Martins DM, Vidal FC, Souza RD, Brusaca SA, Brito LM - Braz. J. Med. Biol. Res. (2014)

Bottom Line: We conclude that patients with reduced CYP2D6 activity did not present worse tumor characteristics or decreased disease-free survival than women with normal enzyme activity, as the difference was not statistically significant.This study is the first in north-northeastern Brazil that aimed to contribute to the knowledge of the Brazilian regional profile for CYP2D6 polymorphisms and their phenotypes.These findings add to the knowledge of the distribution of different polymorphic CYP2D6 alleles and the potential role of CYP2D6 genotyping in clinical practice prior to choosing therapeutic protocols.

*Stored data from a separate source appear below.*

PR #2038, opened 2024-05-16
RUM-4098: Add TLVFormat DataStore persistence

jonathanmos:
### What does this PR do?
Adds the capability to write/read files in TLVformat, and defines a DataStore type that features can use to persist data between sessions. 

### Motivation
Part of the effort to persist bitmap hashes between sessions. Integrating the datastore with SR will be in a second PR. 

### Additional Notes


dd-sdk-android-core/src/main/kotlin/com/datadog/android/core/internal/persistence/tlvformat/FileTLVBlockReader.kt
```diff
@@ -0,0 +1,126 @@
...
+        val tlvHeader = TLVBlockType.fromValue(shortValue.toUShort())
+
+        if (tlvHeader == null) {
+            logTypeCorruptionError(shortValue)
+        }
+
+        return tlvHeader
+    }
+
+    private fun readData(stream: InputStream): ByteArray {
```
mariusc83, line 71: if we read everything in one buffer isn't it going to blow up the RAM memory ? I am only asking because usually with buffers we should work with smaller sizes in order to maintain the performance. Not sure if we can avoid having all the data in memory at once here though.

dd-sdk-android-core/src/main/kotlin/com/datadog/android/core/internal/persistence/datastore/FileDataStoreHandler.kt
```diff
@@ -0,0 +1,289 @@
...
+    private val dataStoreFileHelper: DataStoreFileHelper
+) : DataStoreHandler {
+    @WorkerThread
+    override fun <T : Any> write(
+        dataStoreFileName: String,
+        featureName: String,
+        serializer: Serializer<T>,
+        data: T
+    ) {
+        val dataStoreDirectory = createDataStoreDirectoryIfNecessary(featureName)
```
0xnm, line 44: minor: this call can be probably made inside `createDataStoreFileIfNecessary`

dd-sdk-android-core/src/main/kotlin/com/datadog/android/core/internal/persistence/datastore/FileDataStoreHandler.kt
```diff
@@ -0,0 +1,289 @@
...
+    private val storageDir: File,
+    private val internalLogger: InternalLogger,
+    private val fileReaderWriter: FileReaderWriter,
+    private val fileTLVBlockReader: FileTLVBlockReader,
+    private val dataStoreFileHelper: DataStoreFileHelper
+) : DataStoreHandler {
+    @WorkerThread
+    override fun <T : Any> write(
+        dataStoreFileName: String,
+        featureName: String,
```
0xnm, line 40: should we simply host this handler in `SdkFeature` instead of `CoreFeature`? this will eliminate the need to pass `featureName` in the method and instead we could pass it in the constructor. This makes more sense.

dd-sdk-android-core/src/main/kotlin/com/datadog/android/core/internal/persistence/datastore/FileDataStoreHandler.kt
```diff
@@ -0,0 +1,289 @@
...
+
+        val lastUpdateBlock = getLastUpdateDateBlock()
+        val versionCodeBlock = getVersionCodeBlock()
+        val dataBlock = getDataBlock(data, serializer)
+
+        if (lastUpdateBlock == null || versionCodeBlock == null || dataBlock == null) return
+
+        writeToFile(
+            dataStoreFile,
+            lastUpdateBlock + versionCodeBlock + dataBlock
```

View Article: PubMed Central - PubMed

Affiliation: Instituto Maranhense de Oncologia Aldenora Bello, São Luís, MA, Brasil.

ABSTRACT
The CYP2D6 enzyme is crucial for the metabolism of tamoxifen. The CYP2D6 gene is highly polymorphic, and individuals can be extensive, intermediate, or poor tamoxifen metabolizers. The aim of this study was to determine the frequencies of the CYP2D6 *3, *4, and *10 alleles in women with breast cancer who were treated with tamoxifen and analyze the association of enzyme activity with prognostic factors and disease-free survival. We observed a high frequency of CYP2D6 *10, with an allelic frequency of 0.14 (14.4%). The *3 allele was not present in the studied population, and *4 had an allelic frequency of 0.13 (13.8%). We conclude that patients with reduced CYP2D6 activity did not present worse tumor characteristics or decreased disease-free survival than women with normal enzyme activity, as the difference was not statistically significant. We also observed a high frequency of CYP2D6 *10, which had not been previously described in this specific population. This study is the first in north-northeastern Brazil that aimed to contribute to the knowledge of the Brazilian regional profile for CYP2D6 polymorphisms and their phenotypes. These findings add to the knowledge of the distribution of different polymorphic CYP2D6 alleles and the potential role of CYP2D6 genotyping in clinical practice prior to choosing therapeutic protocols.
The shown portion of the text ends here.